• _The task_
How many lines below hold the string "endif"? Report that number alone.

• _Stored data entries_
PR #728, opened 2024-07-29
[trial] [dialog] Fixes trial activation button layout

DanieleAlessandra:
Added a `display:flex` container to keep text and button separate and consistent in different screen sizes


fajardoleo (approved):
Looks good.

PR #205, opened 2023-01-23
Move getopt and cleanup obsolete files

byrnHDF:


mfhdf/hdiff/hdiff_main.c
```diff
@@ -16,6 +16,8 @@
 #include <string.h>
 #include <ctype.h>
 #include <stdlib.h>
+
+#include "../libsrc/getopt.h"
```
derobins, line 20: I feel like this should be protected somehow. I'm also not excited about relative paths to headers.

byrnHDF: I know I added that but that probably doesn't need to be there - I will check.

byrnHDF: fixed.

derobins (approved):

PR #214, opened 2023-01-24
Fix Intel [-Wimplicit-function-declaration] error on Windows

byrnHDF:


hdf/util/he_main.c
```diff
@@ -67,6 +67,10 @@
 #ifdef H4_HAVE_UNISTD_H
 #include <unistd.h>
 #endif
+/* NO_GETPID defined if the OS lacks the getpid() function */
+#ifndef NO_GETPID
+pid_t getpid(void);
+#endif /* !NO_GETPID */
```
derobins, line 73: NO_GETPID isn't defined anywhere, so this just creates dead code. getpid() is POSIX, so you can check for H4_HAVE_UNISTD_H, or just remove the ability to emit the pid and simplify.

derobins: For bonus points, clean up NO_GETPID in mfhdf/libsrc/file.c

derobins: Where is NO_GETPID defined?

byrnHDF:
I think I finally got this cleaned up. If CI pass.

mfhdf/libsrc/file.c
```diff
@@ -501,23 +501,14 @@ ncnobuf(int cdfid)
...
-#define TN_NACCES 0
-#endif /* !NO_ACCESS */
-/* NO_GETPID defined if the OS lacks the getpid() function */
-#ifndef NO_GETPID
+#define TN_NACCES  1
 #define TN_NDIGITS 4
 #if defined H4_HAVE_WIN32_API
     typedef int pid_t;
+#else
+    pid_t getpid(void);
```
derobins, line 509: It looks like you are defining a new prototype for getpid() on non-Windows systems? I don't think that's going to be the right thing to do.

byrnHDF: I think it's trying to match the prototypes.  Windows doesn't define pid_t so that is being set to int. Mingw does define pid_t but getpid returns int. *nix just use pid_t.

derobins (approved):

• _Exercise response_
3